L’appuntamento per scoprirlo sarà il 28 febbraio, quando le musiche di Mendelssohn, Dvořák e Beethoven animeranno la Nuvola Lavazza: un connubio tra classicità e segni  contemporanei che vede protagonista della serata la Filarmonica Teatro Regio Torino, riconosciuta a livello internazionale come una delle più importanti orchestra europee, diretta per l’occasione dal maestro Nuno Coelho, con la partecipazione della violinista Veronika Eberle.

Tra i più promettenti direttori emergenti sul panorama internazionale, vincitore del prestigioso Cadaqués Orchestra International Conducting Competition e attuale assistente di Gustavo Dudamel , Nuno Coelho è per la prima volta sul podio dell’orchestra torinese, affiancato dalla violinista Veronika Eberle, solista di fama mondiale, dal prorompente talento e dalla raffinata sensibilità, acclamata esecutrice, con orchestre del calibro dei Berliner Philharmoniker e in fondamentali registrazioni come il concerto di Schumann e il concerto di Brahms con la Swedish Radio Symphony diretta da Daniel Harding. Il suo Stradivari “Dragonetti” del 1700 prenderà vita nello spazio della Centrale di Nuvola, un edificio di fine ‘800 nato per la produzione e trasformazione dell’energia elettrica, esempio di quella architettura industriale Liberty di cui Torino era all’epoca capitale.

 

PROGRAMMA

 

Felix Mendelssohn-Bartholdy (1809 – 1847)

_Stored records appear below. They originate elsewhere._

PR #103029, opened 2026-04-17
[CI Fix] Fix not-ready Set when filter depends on the left-side column

yariks5s:
## Linked issues
- fixes https://github.com/ClickHouse/clickhouse-core-incidents/issues/1692
- fixes https://github.com/ClickHouse/clickhouse-core-incidents/issues/1760

### Changelog category (leave one):
- Bug Fix (user-visible misbehavior in an official stable release)

### Changelog entry (a [user-readable short description](https://github.com/ClickHouse/ClickHouse/blob/master/docs/changelog_entry_guidelines.md) of the changes that goes into CHANGELOG.md):
Fixes a case found by CI where a not-ready set was passed when the filter depends on the left-side column. Closes https://github.com/ClickHouse/ClickHouse/issues/102966

### Documentation entry for user-facing changes

- [ ] Documentation is written (mandatory for new features)

### Version info
- Merged into: `26.5.1.58`
- Backported to: `26.4.3.31`

PR #103987, opened 2026-05-04
Add unit test for not-ready Set detection in filterResultForMatchedRows

tiandiwonder:

Not for changelog (test improvement)

- [x] Documentation is not required (test improvement only)

---

## Summary

This PR adds regression protection for the fix in PR #103029, which addressed incomplete not-ready Set detection in `filterResultForMatchedRows`.

### Background

PR #103029 fixed a bug where `filterResultForMatchedRows` only checked `filter_dag` for not-ready Sets, but evaluated `combined_dag = merge(pre_actions_dag, filter_dag)`. If a not-ready Set was in `pre_actions_dag`, the check would be bypassed, causing `FunctionIn` to throw a `LOGICAL_ERROR` exception when encountering the not-ready Set during evaluation.

### This PR

Adds three unit tests in `src/Processors/QueryPlan/Optimizations/tests/gtest_convert_any_join.cpp`:

1. **RealInOnNotReadySetWithoutCombinedGuardDiesOrThrows** (death test)
   - Verifies that without the fix, real `FunctionIn` encounters not-ready Set and throws exception
   - Uses `EXPECT_DEATH` to prove the exception path exists

2. **PreActionsDagNotReadySetReturnsBeforeEvaluatingFilter** ⭐ (path-sensitive regression test)
   - Uses probe mechanism to verify early return before evaluation
   - If fix is reverted, probe would be triggered → test fails
   - Provides strong regression protection

3. **FixedFilterResultForMatchedRows_ReturnsUnknown** (positive test)
   - Verifies the fix returns `UNKNOWN` when `pre_actions_dag` contains not-ready Set

### Implementation Details

- Exposes `filterResultForMatchedRows` in `Utils.h` for testing (follows pattern from commit 70cc74cc637 which moved `filterResultForNotMatchedRows` from anonymous namespace to Utils.h)
- Adds `MockNotReadyFutureSet` test fixture
- Adds `FunctionTestNotReadySetProbe` with disabled constant folding for path-sensitive testing

### Related

- PR #103029: https://github.com/ClickHouse/ClickHouse/pull/103029 (original fix, already merged)

### Version info
- Merged into: `26.7.1.1051` (included in `26.7` and later)


yariks5s (approved):

clickgapai:
Hi @tiandiwonder @yariks5s — a couple of suggestions to make this PR easier for reviewers and the changelog reader.

- Why: The body claims THREE unit tests are added, including a death test `RealInOnNotReadySetWithoutCombinedGuardDiesOrThrows` using `EXPECT_DEATH`. The actual diff adds only TWO gtest cases (`PreActionsDagNotReadySetReturnsBeforeEvaluatingFilter` and `FixedFilterResultForMatchedRows_ReturnsUnknown`); no death test is present in gtest_convert_any_join.cpp. This is a description-vs-implementation discrepancy in the PR body (not a code bug).
- Suggested addition:

  > Update the description to list only the two tests actually added, or add the missing death test. Remove the reference to `RealInOnNotReadySetWithoutCombinedGuardDiesOrThrows` if it is not included.

PR #74144, opened 2025-01-03
Fix security issue to prevent SQL injection in postgresql and sqlite table functions

pamarcos:
Fix security issue to prevent SQL injection in postgresql and sqlite table functions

Le Ebridi (La grotta di Fingal), Ouverture da concerto in si minore per orchestra, op. 26 (MWV P7)

 

Antonín Dvořák (1841 – 1904)

Concerto per violino e orchestra in la minore, op. 53 (B108)

 

Ludwig van Beethoven (1770 – 1827)

Sinfonia n° 7 in la maggiore, op. 92

 

Composta nel 1829 con l’intento di trasporre in musica le impressioni ricavate dal suo recente viaggio in Scozia, l’Ouverture Le Ebridi, conosciuta anche con il nome di La grotta di Fingal, è considerata una delle migliori composizioni scritte da Mendelssohn in questo genere: Wagner la considerava la miglior ouverture di tutta la musica romantica. Articolata nella forma tipica del primo tempo di sinfonia, l’Ouverture si distingue per due aspetti: da un lato l’impressione di crescita organica che caratterizza l’Esposizione, fatta di una continua apertura ed espansione più che di un contrasto tra due temi differenti; dall’altro l’estrema coerenza del materiale tematico, fatto in sostanza di poche ed elementari cellule melodico-ritmiche, elaborate continuamente per generare i diversi temi della composizione, il risultato è l’impressione di coerenza, di «spontaneità» che se ne ricava all’ascolto.

 

Come aveva fatto con Brahms, per il Concerto op. 77, il celebre violinista ungherese Joseph Joachim chiese a Dvořák di scrivere un concerto per violino e orchestra. Dvořák accettò ma la stesura (e anche le successive versioni) non convinse Joachim. A presentarlo fu Frantisek Ondricek, a Praga, il 14 ottobre 1883.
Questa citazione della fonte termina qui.